Un hombre mayor de mirada bondadosa surgió de la nada y se aproximó a ella.
—Soy el doctor Amadeo Rolón, abogado y amigo de tu padre. Y en su nombre quisiera darte la bienvenida a esta familia y…
No pudo continuar. La mujer de pelo platinado se apuró a interrumpirlo:
—Sí, sí… ¡Muy conmovedor! Pero estamos aquí por negocios… —Y dicho esto se dirigió directamente a Victoria—: Yo soy Mercedes, la esposa de tu padre.
—La segunda esposa —acotó la tía Roberta, mientras acomodaba con coquetería su ridículo cabello oscuro.
—La esposa que lo soportó por más de veinte años —se defendió con furia la otra, y volvió a encarar a su hijastra—: Mira, no sé cuánto sabes tú del asunto… O cuanto te habrán contado tus queridas tías Cora y Roberta. Pero los bienes de tu padre no eran tantos. El principal, la fábrica de “Calzados deportivos Ferrari”, estaba casi en quiebra. Afortunadamente el señor Roberto Loria nos ha hecho una oferta por ella más que generosa. Una oferta que hemos aceptado. La venta es un hecho y espero que…
—¡Eso lo veremos! —intervino Cora, la más canosa de las hermanas Ferrari.

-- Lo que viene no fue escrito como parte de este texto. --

PR #624, opened 2021-03-12
Better support for the explain intent

samsucik:
We previously had the `explain` intent but it wasn't widely supported -- often, Sara wouldn't know how to react. I've added some new rules and stories to improve this, especially by triggering `utter_no_further_info` where there's no good explanation available today.

My changes don't fix everything, but I tried to be as exhaustive as possible. I went through the training stories as well as through [the new test set](https://github.com/RasaHQ/training-data/pull/9) (collected from real convos) and considered every occurrence of `intent:explain`. In most places, I merely factored out shared patterns from existing training stories into rules.

**Importantly, I couldn't make some rules into actual rules because of a bug in rules (see the actual changes for details). We can wait for a fix, but I'd personally proceed with merging this in now, and later converting the rule-like stories into rules.**

Also importantly: I didn't make any changes to the wording of `utter_no_further_info`. I do think we should improve it to be (and sound) more friendly & helpful now that it's gonna me used more widely. However, this wasn't the aim of my changes. I merely wanted to address this issue **on the action level.**

I tested my changes by training a model with the same random seed and testing against the new test set -- for both this branch and for `main`. The results didn't show any significant regressions -- on the contrary, more actions actually improved. This is on the `good` stories from the new test set (the F1 used to calculate F1 differences, and the support, are both taken from the story reports):
Screenshot 2021-03-12 at 11 14 37
And this is on the (much more interesting, also because they contain many instances of `explain`) `bad` stories:
Screenshot 2021-03-12 at 11 17 41

I'm happy to provide the actual story reports and failed stories too, though I myself also did manual inspection of the utterances which became slightly worse with my changes and didn't find anything serious (as in, no _new_ issue).


data/stories/chitchat.yml
```diff
@@ -732,9 +734,13 @@ stories:
...
-  - intent: nlu_info
-    entities:
-    - nlu_part: intent classification
+  - or:
+    - intent: nlu_info
+      entities:
+      - nlu_part: intent classification
+    - intent: explain
+      entities:
+      - nlu_part: intent classification
```
b-quachtran, line 743: Do the NLU examples need to be updated for the explain intent to extract the `intent classification` and `entity recognition` entities?

b-quachtran (changes requested):
Thanks for getting this update in! The new rules and stories look good to me, and agreed on merging it in as-is for now until that rule issue with actions first is resolved.

Do you think you could also update the conversation test cases for Sara with a few example stories using the `explain` intent?

data/stories/chitchat.yml
samsucik: Good question. However sensible it is, I might actually disagree: Looking at the NLU inbox, I can't find real examples classified as `explain` that would have those entities. On the other hand, there's a lot of real examples classified as `nlu_info` which do sound close to `intent:explain` too, e.g.:
```
No explain entity recognition
can you explain duckling to me
explain intents
explain how to create entity file
```

Assuming we really want to keep classifying these as `nlu_info`, I wouldn't move any of them in the training data for `explain`. Then, I'd treat the relevant training story as a safety net for cases where NLU predicts `explain` -- so that Core still does the right thing then.

After all, my adding of `explain` in places where `nlu_info` is in stories was inspired by several existing training stories where there was an `or` between `nlu_info` and `explain`. In other words, this adding wasn't (in some cases) inspired by any real conversations, but rather by this "safety net" pattern.

samsucik:
> Do you think you could also update the conversation test cases for Sara with a few example stories using the explain intent?

@b-quachtran I'm tempted to say no. So, there's actually a lot of relevant stories in the new test set, but I didn't want to add any of the test set to this repo because:
- it'd take many stories to actually achieve decent coverage of the changes I've made (and there are some changes that were made as "safety net" ones and there aren't necessarily good real convos to test them yet)
- the current test set in `rasa-demo`, I believe, is tiny, low-coverage and low-quality, with out-dated bits, and hence I personally don't have the motivation to maintain it (this was also the main reason why I curated a new big test set). If anything, I think we might want to scrap the old test set and replace it with an end-to-end one from real conversations once Sara is changed for the new docs? 🤔 
- the new test set contains full conversations and it hasn't been anonymised so far; I think it's currently only for internal purposes (though one could remove all the actual text from a few stories)

If you think it really makes sense to still get a small number of stories in, I can do that, but I'm hesitant as I explained 🙂

data/stories/chitchat.yml
b-quachtran: I think it'd make sense to move `nlu_info` into `explain` since there'd be quite a bit of ambiguity otherwise. The `nlu_part` entity would have to be renamed to something more general but IMO it'd be a much cleaner way of handling all these cases.

b-quachtran:
@samsucik Are there any plans to merge some version of the new test set into `rasa-demo`? If there are, I see no issues with leaving it out for now but, like you mentioned, the current coverage isn't great so I want to be mindful of any changes that would potentially make it even worse.

data/stories/chitchat.yml
b-quachtran: In the context of this PR, I think either the `explain` intent should be re-factored to handle the scope of `nlu_info` or the safety net pattern should be left out for now to avoid confusion from a best practices perspective.

samsucik: Thanks @b-quachtran, makes sense. I guess the issue is that we think/care about two different things.
- I think primarily about the new Sara test set, which isn't supposed to be perfect, will inevitably become out-dated soon, and should be used with a particular "archived" snapshot of `rasa-demo` (for model regression purposes).
- You care about `rasa-demo`, which is an evolving thing.

Personally, for the purposes of the new Sara test set, I would just stop here, perhaps reverting the "safety net" changes. But for `rasa-demo`, I totally agree with merging `nlu_info` and `explain` (and altering the `nlu_part` entity). I guess what I'll do for now is leaving only those training story changes in this PR, which were inspired by real conversations (i.e. no "safety net" stuff). And then merging `nlu_info` and `explain` can be another issue, which won't be related to the new Sara test set at all. Sounds good?

samsucik:
> Are there any plans to merge some version of the new test set into `rasa-demo`?

Not that I know of. The other thing is: most of the test set stories will become out-dated once Sara's flows change... I guess what I'll do is adding a few stories from the new test set to this PR. For the sake of not making the coverage worse short-term 🙂

data/stories/chitchat.yml
samsucik: Alright, I've reverted the changes that weren't backed by real stories we have at hand today.

b-quachtran (approved):
Nice! Thanks for getting these changes and additional tests in

b-quachtran:
Looks like CI is failing because of Rasa 2.3.4 and a SocketIO bug, will upgrade to 2.5.X before merging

—No hay mucho que ver. Tú y tu hermana tienen el diez por ciento de la empresa. El resto se reparte entre mis hijas, yo, y…
La mujer miró a Victoria con desprecio y algo de asco, y luego continuó: —esta nueva hija —dijo al fin. Y dirigiéndose nuevamente a sus cuñadas, gritó—: ¡La venta no se discute!
—No es así —terció el doctor Rolón.
—Yo soy la esposa. Por ley me corresponde la mitad de…
Pero Rolón no la dejó terminar: —De nada —dijo.
El muchacho de los ojos dulces, que contemplaba la escena desde el otro lado de la sala, agachó la cabeza y desvió la mirada. Era como si fuera culpable de algo de lo que allí se trataba. Victoria, que se sentía una simple espectadora en esa lucha de intereses, lo había estado observando desde su llegada. Y es que había algo en él que la conmovía.
—¡Cómo que nada! —aulló la tal Mercedes al escuchar las palabras del abogado. Y semejante grito hizo regresar a Victoria a la realidad.
—Cálmate, por favor. No hagas otra de tus escenas —la reconvino el abogado.
Pero la mujer seguía bramando, así que fue Cora, la más brava de las Ferrari, la que se impuso: —Razona, por favor. En el setenta y ocho nuestro hermano nos cedió a Roberta y a mí el diez por ciento de “Calzados deportivos Ferrari”. El resto lo puso a nombre de Margarita.
—¿Quién es Margarita? —preguntó con inocencia Victoria, que ya estaba mareada con tantos nombres.
—Tu madre —respondió la tía Roberta como si tal cosa, y todos siguieron discutiendo.
Victoria, por el contrario, se estremeció. Ya no podía escuchar más.
¡Su madre! Su verdadera madre. Margarita.
 Y se dejó acariciar por aquel nombre dulce. 
—¿Tienen alguna foto de ella? —preguntó emocionada.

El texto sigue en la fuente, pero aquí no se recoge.